Your instructions:
Where the listing below has a line with "This logic encodes", write out exactly that line and every line after it, stopping after the line with "- doc synchronization".
# # #
PR #237, opened 2026-05-11
feat: cursor plugin v2 update

nperez0111:
This takes a different approach from https://github.com/yjs/y-prosemirror/pull/229 by inverting the decision of what the next cursor state should be written into awareness to the consumer (optionally).

By default, the plugin will check whether the editor's view is focused & then set the new cursor state. Otherwise, it will set the cursor to `null` if not focused & the cursor is actually owned by this plugin instance.

This logic encodes the previous behavior, but allows the consumer to override this for more complex integrations (e.g. determining what is focused).

Everything is still handled synchronously. 

There are a couple of additional changes included in the PR:

 - doc synchronization can lag behind cursor synchronization sometimes, so I needed to add a patch for cases where the cursor is ahead and referencing a position that is not yet in the doc content: https://github.com/yjs/y-prosemirror/commit/1b96ad1b3ed3dcb790d801852d92c99cb5069dce
 - Because we rely on `focusin` of the editor, which fires before prosemirror moves the `selection`, there can be a split second where the `focusin` handler syncs the previous selection instead of the selection that would be generated if we were to wait for prosemirror. So I added a condition that will just no-op this event if the `selection` is not exactly the same place where the focus just moved to (allowing prosemirror to move the selection which would re-sync the cursor anyway).
 - Adds tests for cursor synchronization


dmonad (approved):
thx

PR #239, opened 2026-05-12
test: add `appendTransaction` sync tests

nperez0111:
Based on the tests from here: https://github.com/yjs/y-prosemirror/pull/230 I'm adding these minimal test cases because they are the constraints that our sync solution __must__ abide by to work within the ProseMirror ecosystem. Note that this is based on this PR: https://github.com/yjs/y-prosemirror/pull/238

As you can see the ephemeral state test case does fail, because we are applying to the ydoc during `appendTransaction`, which ProseMirror implementations assume to be a pure operation.

### DIFF
--- a/tests/delta.test.js
+++ b/tests/delta.test.js
@@ -2,11 +2,12 @@ import * as t from 'lib0/testing'
 import * as YPM from '@y/prosemirror'
 import * as basicSchema from 'prosemirror-schema-basic'
 import * as Y from '@y/y'
-import { EditorState } from 'prosemirror-state'
+import { EditorState, Plugin } from 'prosemirror-state'
 import { Fragment, Schema, Slice } from 'prosemirror-model'
 import * as delta from 'lib0/delta'
 import { findWrapping, ReplaceAroundStep } from 'prosemirror-transform'
 import { EditorView } from 'prosemirror-view'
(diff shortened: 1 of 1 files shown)


nperez0111:
This case fails because in `appendTransaction`, the sync plugin performing the side-effect of applying to the ydoc, when prosemirror plugins may expect this sort of change to be side-effect free.

To get around this, I had, in the December version, the sync plugin state use a temporary delta to accumulate the prosemirror changes onto & then view.update would actually apply those changes to the ydoc (so that the side-effect was in view.update, not in appendTransaction). But maybe you can come up with another solution. Marijn had suggested just keeping the transactions themselves in the state, which would achieve a similar thing

dmonad:
I thought I could hijack view.dispatch to only update y when state is actually dispatched - but that doesn't work. I removed `appendTransaction` again and reverted to view.update.

There's probably no way around having an async dispatch function. Currently, suggestions and schema-related state-changes are applied synchronously back to the prosemirror state (previously appendTransaction, now view.update handler then view.dispatch). We shouldn't update state within view.update - but I want to keep it synchronous for a bit longer. I planned some changes that remedy the issues of async editor<>yjs synchronization.

I copied one of your test cases - even though we don't update yjs state within appendTransaction any longer.

PR #167, opened 2024-12-01
feat: format simple commented func-calls

QuadnucYard:
I extended my `ListStylist` to enable it to handle line breaks, and reimplemented formatting code blocks with it.
With this PR, function calls with comments are made formattable. I have not touched "as-is" yet.

There is a minor style change:
In code mode, the multiline flavor of a node now only depends on line breaks in its direct children, as opposed to its descendants.

After this, the only unhandled cases of comments are supposed to be structured tables and chained accesses.


tests/snapshots/assets__check_file@typstfmt-160-fletcher.typ-40.snap
```diff
@@ -2,26 +2,59 @@
...
+    node(
+      (+1, 0),
+      [variable],
+      radius: 3em,
+    ), // test
+    node(
+      (+1.25, .75),
+      [const],
+      radius: 3em,
+    ), // this is the second test
```
Enter-tainer, line 21: previously we dont format this because of the presence of comments?

src/attr.rs
```diff
@@ -17,6 +17,7 @@ pub struct Attributes {
     pub commented: bool,
     /// If (a) the first space child contains a newline, (b) one of the children is a multiline
     pub multiline: bool,
+    pub multiline_self: bool,
```
Enter-tainer, line 20: i guess this correspond to case (a) ?

QuadnucYard: yes, as mentioned in the PR description

Enter-tainer: Maybe we should have a more descriptive name(`multiline => is_descent_multiline`, `multiline_self` => `is_direct_children_multiline` for example) and add doc string.

Enter-tainer (approved):
I go through all the snapshots and they look amazing. Overall LGTM!

src/pretty/plain.rs
```diff
@@ -0,0 +1,110 @@
...
+enum PlainItem<'a> {
+    Item(ArenaDoc<'a>),
+    Comma,
+    Linebreak(usize),
+    LineComment(ArenaDoc<'a>),
+    BlockComment(ArenaDoc<'a>),
+}
+
+/// A stylist that keeps the original structure.
+pub struct PlainStylist<'a> {
```
Enter-tainer, line 16: Just wondering: we are having multiple stylist now. Do they have similar interface? If so, we can add a trait for Stylist

tests/snapshots/assets__check_file@unit-grid-basic-cmt.typ-120.snap
```diff
@@ -4,13 +4,19 @@ expression: doc_string
...
+#table(
+  columns: 2, [Name], [Age], [Hannes], [30], /* 3 */
+)
+#table(
+  columns: 2, [Name], [Age], /* 4 */ [Hannes], [40], /* 5 */
+)
+#table(columns: 2, [Name], [Age], /* 6 */ [Hannes], /* 7 */ [50],)
+#table(
+  columns: 2, [Name], /* 8 */ [Age], [Hannes], [60], // wwww
 )
```
Enter-tainer, line 20: they look very different after the change. Is this expected?

QuadnucYard: I modified this case. Everything meets expectations.

src/pretty/plain.rs
QuadnucYard: I don't have an idea of how to better abstract and reuse these stylists at the moment.
The `FlowStylist` is the simplest one that can only handle spacings, and can be used elsewhere.
The `PlainStylist` is like `ListStylist` (accepts an iterable and creates a doc), but doesn't provide flexible fitting. I think it's not time for further refactoring yet.

Enter-tainer (approved):
Thanks!

PR #171, opened 2024-12-05
feat: format binary chains and chains with comments

QuadnucYard:
Closes #114

## Features

- (feature) Format binary expressions (except assignment) as chains. Parentheses are added if necessary.
- (feature) Support formatting chains with comments. This is the last piece of formatting with comments.
- (feature) Break dot chains in markup with parentheses, if the chain contains at least two dots and one function calls.

## Limitations

Just as args in funcall, we could not make the last item special. For example, We could not achieve this:
```typ
#a.b.c(
  ..
)
#(
  a + b + (
    ..
  )
)
```

PR #173, opened 2024-12-07
feat: better args formatting

### LINKED ISSUE #143: Strange formatting of long show-set rule
```typ
#show heading.where(level: 2): set heading(numbering: (..n) => [#n.pos().at(1).])
```

with `typstyle -c 80`:

```typ
#show heading.where(level: 2): set heading(numbering: (
  ..n,
) => [#n.pos().at(1).])
```

I think it's much more readable to prefer first breaking by 1 parameter per line:

```typ
#show heading.where(level: 2): set heading(
  numbering: (..n) => [#n.pos().at(1).],
)
```

QuadnucYard:
This PR includes:

- A simple optimization. For verbatim leaf text conversions, we do not need to go through the heavy logic in `trivia`. For verbatim inner text conversions, we only need to borrow the source text.
- A breaking style change. We no longer force every single arg of simple expressions to fold. This may bring more flexibility. With the previously implemented chain formatting (#171), func-calls will not become so weird.
  In the current implementation, only when the only arg is positional or spread, and it is not `FuncCall`, `FieldAccess`, `Unary`, or `Binary`, will it be forced to fold. Otherwise, it will fit regardless of flavor.
  According to the snapshots, this has little effect on width -80 and -120.
  Fixes #143.

Before we truly implement compact formatting as in Rust (we all agree that `pretty` cannot achieve this efficiently), we cannot make the result in every context satisfactory.


src/pretty/mod.rs
```diff
@@ -163,7 +164,25 @@ impl<'a> PrettyPrinter<'a> {
...
+    }
+
+    /// For leaf only.
+    fn convert_verbatim(&'a self, node: impl AstNode<'a>) -> ArenaDoc<'a> {
+        self.convert_verbatim_untyped(node.to_untyped())
+    }
+
+    /// For leaf only.
+    fn convert_verbatim_untyped(&'a self, node: &'a SyntaxNode) -> ArenaDoc<'a> {
+        self.arena.text(node.text().as_str())
```
Enter-tainer, line 185: maybe add a debug assert here to prevent incorrect usage

src/pretty/mod.rs
```diff
@@ -286,6 +289,7 @@ impl<'a> PrettyPrinter<'a> {
     }
 
     fn convert_raw(&'a self, raw: Raw<'a>) -> ArenaDoc<'a> {
+        println!("raw ");
```
Enter-tainer, line 292: oops

tests/snapshots/assets__check_file@cetz-manual.typ-120.snap
```diff
@@ -28,9 +28,11 @@ snapshot_kind: text
...
 #set par(justify: true)
-#set heading(numbering: (..num) => if num.pos().len() < 4 {
-  numbering("1.1", ..num)
-})
+#set heading(
+  numbering: (..num) => if num.pos().len() < 4 {
+    numbering("1.1", ..num)
+  },
+)
 #show link: set text(blue)
```
Enter-tainer, line 36: cool

tests/snapshots/assets__check_file@cetz-tree.typ-40.snap
```diff
@@ -107,10 +109,12 @@ snapshot_kind: text
...
-        panic("Unsupported content type "
-          + type(content)
-          + "! "
-          + "Provide your own `draw-node` implementation.")
+        panic(
+          "Unsupported content type "
+            + type(content)
+            + "! "
+            + "Provide your own `draw-node` implementation.",
+        )
```
Enter-tainer, line 117: this looks nice. But I guess the trailing comma here is unneeded? I'm not quite sure at this moment

QuadnucYard: needless, but the args are multiline, thus a trailing comma is added

src/pretty/mod.rs
QuadnucYard: actually, the previously frequently used `trivia` is also based on this assertion.
What I didn't have time to point out in the description is that, compared with `trivia`, this `verbatim` has fewer checks for inline items, and may be more performant.

QuadnucYard: unfortunately, we could not check whether the node is leaf.

src/pretty/func_call.rs
```diff
@@ -55,48 +56,48 @@ impl<'a> PrettyPrinter<'a> {
...
+                    | Expr::Conditional(_)
+                    | Expr::While(_)
+                    | Expr::For(_)
+                    | Expr::Contextual(_)
+                    | Expr::Raw(_)
+            )
+        }) {
+            fold_style = FoldStyle::Always;
+        }
+
```
Enter-tainer: this makes a lot of sense to me.

tests/snapshots/assets__check_file@packages-codly.typ-120.snap
```diff
@@ -943,13 +943,7 @@ snapshot_kind: text
...
 
   // Get the height of an individual line.
-  let line-height = (
-    measure(
-      raw.line(1, 1, "Hello, World!", [Hello, World!]),
-    ).height
-      + padding.top
-      + padding.bottom
-  )
+  let line-height = measure(raw.line(1, 1, "Hello, World!", [Hello, World!])).height + padding.top + padding.bottom
```
Enter-tainer, line 947: This becomes a single line. (which is expected)

Enter-tainer (approved):
LGTM!

PR #174, opened 2024-12-07
feat: always add end of file newline

Enter-tainer:
Always add end of file `\n`


Myriad-Dreamin:
how does rustfmt do it? It looks like you did yet another flavor checking about the line feed before eof.

Enter-tainer:
> how does rustfmt do it? It looks like you did yet another flavor checking about the line feed before eof.

it's old behavior. in this pr, eof newline is always added

Enter-tainer:
It looks like rustfmt always add trailing newline

Myriad-Dreamin (approved):

PR #175, opened 2024-12-08
fix: performance regression from text retrieval

QuadnucYard:
The benchmark shows that the performance for documents with massive unformattable texts declined significantly in #173.
This PR reverts the method that retrieves text from the source.


Enter-tainer (approved):
thx. does this give better benchmark result?

Issue #82, opened 2024-05-28
Format of code block inside content block


8LWXpg:
Indent in consecutive code block after `[` is doubled

```typst
#[#while list.len() > 0 {
    list.pop()
  }\ ]
```

Desired output

```typst
#[#while list.len() > 0 {
  list.pop()
}\ ]
```

or

```typst
#[
  #while list.len() > 0 {
    list.pop()
  }\ 
]
```

Enter-tainer:
related #21

Enter-tainer:
https://github.com/Enter-tainer/typstyle/pull/23#issuecomment-2016806242

Enter-tainer:
Note: in typst, `[something]` and `[ something ]` is different: the second one has extra spaces

QuadnucYard:
It is still tricky to decide whether we can add a linebreak in the front of the content block based on context.
For example,
```typ
// empty line here

#[foo
bar ]
```
It involves risks to format as
```typ
// empty line here

#[
  foo
  bar
]
```
although the output is consistent with before.

If we move the content block in this case to another context, we may forget that it is the original context that makes adding a space before `foo` safe.

PR #178, opened 2024-12-09
feat: turn side spaces into linebreaks in multiline markup

QuadnucYard:
This PR includes:

- (performance improvement) Optimize attr computation by reducing HashMap access. The time consumption in this stage is expected to reduce by about 30%.
- (style change) Change the flavor decision for equations to make the behavior more consistent. Now it will break the line beside `$` as long as the equation contains a linebreak. Previously, it simply considered whether the first space contained any linebreak.
- (feature) In a multiline markup block, the leading or trailing space will turn to linebreak, but not vice-versa. A single-line content block with side spaces may carry ambiguity, so we do not fold a multiline content block into a single line. It is a safe solution to #82.
- (fix) The leading space (not leading linebreaks) of the document is now stripped. This space makes no difference to the output.

## Details of content line-breaking

- The space around list/enum/term items is stripped.
- In a multiline content block, the leading and trailing spaces (if both exist) turn to hard lines.
- In a single-line content block, the leading and trailing spaces (if both exist) turn to soft lines.
- Otherwise, the leading/trailing space is kept if the content block is single-line, and turns to a hard line if the content block is multiline.


QuadnucYard:
Oh it is not ok for convergence to keep the space.

For instance,
```typ
#[ #read("large-cell.typ", encoding: "utf8") ]
```
can be formatted to
```typ
#[ #read(
  "large-cell.typ",
  encoding: "utf8",
) ]
```
if we keep the space as it was. But then the content block is considered as multiline, and the space is turned to linebreak:
```typ
#[
  #read(
    "large-cell.typ",
    encoding: "utf8",
  )
]
```

However, if we make the space `line()`, the following case will look bad:
```typ
#[, ]
```
to
```typ
#[,
]
```

QuadnucYard:
The space to the left of `:` in term-items is stripped. This makes for consistency and avoids linebreaks.

tests/snapshots/assets__check_file@cetz-manual.typ-40.snap
```diff
@@ -336,7 +336,8 @@ line(..c)
     "array",
     "dictionary",
   ),
-  [This option sets the mark to draw when using the `mark` draw function, or applies styling to both mark ends of path based elements. The mark's name or shorthand can be given, multiple marks can be drawn by passing an array of names or shorthands. When `none` no marks will be drawn. A style `dictionary` can be given instead of a `string` to override styling for that particular mark, just make sure to still give the mark name using the `symbol` key otherwise nothing will be drawn!. ],
+  [This option sets the mark to draw when using the `mark` draw function, or applies styling to both mark ends of path based elements. The mark's name or shorthand can be given, multiple marks can be drawn by passing an array of names or shorthands. When `none` no marks will be drawn. A style `dictionary` can be given instead of a `string` to override styling for that particular mark, just make sure to still give the mark name using the `symbol` key otherwise nothing will be drawn!.
+  ],
 )
```
Enter-tainer, line 341: Only the right bracket is pushed into next line. This might not be intended? Perhaps we should keep it if only one side has space

Enter-tainer (approved):
overall LGTM

tests/snapshots/assets__check_file@cetz-manual.typ-40.snap
QuadnucYard: I think the writer is to blame for this extra space

QuadnucYard: We should reach a consensus on this.
If the extra space is a mistake, breaking the line can help the write notice the mistake.
I feel it like a strange flavor when choosing to keep it with one-side space.

QuadnucYard:
A special case not considered.

```typ
#[// comments
foo]
```

It seems that there is no leading space. But actually, the linebreak between the line comment and the text accounts for it.

src/pretty/markup.rs
```diff
@@ -47,10 +132,116 @@ impl<'a> PrettyPrinter<'a> {
...
+        .items
+        .last()
+        .is_some_and(|last| last.node.kind() == SyntaxKind::Space)
+    {
+        items.items.pop();
+        items.has_trailing_space = true;
+    }
+
+    // Check space inside comments
+    if !items.has_leading_space
```
Enter-tainer, line 226: is it possible to fuse comment related check into previous loop? i.e. we can loop through each children and ignore comment nodes.

Enter-tainer (approved):
overall LGTM

PR #183, opened 2024-12-15
ci: better bench report

Enter-tainer:
Reduce benchmark time to 1s

Add latest benchmark status to comment


crates/typstyle-core/benches/pretty_print.rs
```diff
@@ -59,8 +59,9 @@ fn benchmark_pretty(c: &mut Criterion) {
 criterion_group! {
     name = benches;
     config = Criterion::default()
-        .measurement_time(Duration::from_secs(8))  // 只增加测量时间
-        .sample_size(50);                          // 减少采样数量
+        .warm_up_time(Duration::from_secs(1))
+        .measurement_time(Duration::from_secs(1))
+        .sample_size(30);
     targets = benchmark_attrs, benchmark_pretty
```
Enter-tainer, line 65: Seems that criterion has its own idea of sampling. So code change here is not useful😅

QuadnucYard (approved):

PR #185, opened 2024-12-15
test: organize fixtures and snapshot files

QuadnucYard:
Move `.typ` in `assets` to `fixtures`, and update meta in snaps. 

To avoid enormous diff given by GitHub PR, split the change into two PRs.

Since we did not name benchmark targets well, this PR will break benchmark results due to renaming.


Enter-tainer:
What will the second PR do? Current status LGTM

Enter-tainer (approved):

PR #188, opened 2024-12-16
fix: escape hatch not effective in some cases

### LINKED ISSUE #182: escape hatch not respected inside `if` statement
Cross-posting as requested from https://github.com/Myriad-Dreamin/tinymist/issues/996

According to the [docs](https://github.com/Enter-tainer/typstyle?tab=readme-ov-file#escape-hatch):
> If you find typstyle is not working as expected, you can use // @typstyle off or /* @typstyle off */ to disable the formatter on the next node of code.

However, neither comment style prevents tinymist from applying formatting in certain circumstances.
# # #
Response to this task:
This logic encodes the previous behavior, but allows the consumer to override this for more complex integrations (e.g. determining what is focused).

Everything is still handled synchronously. 

There are a couple of additional changes included in the PR:

 - doc synchronization can lag behind cursor synchronization sometimes, so I needed to add a patch for cases where the cursor is ahead and referencing a position that is not yet in the doc content: https://github.com/yjs/y-prosemirror/commit/1b96ad1b3ed3dcb790d801852d92c99cb5069dce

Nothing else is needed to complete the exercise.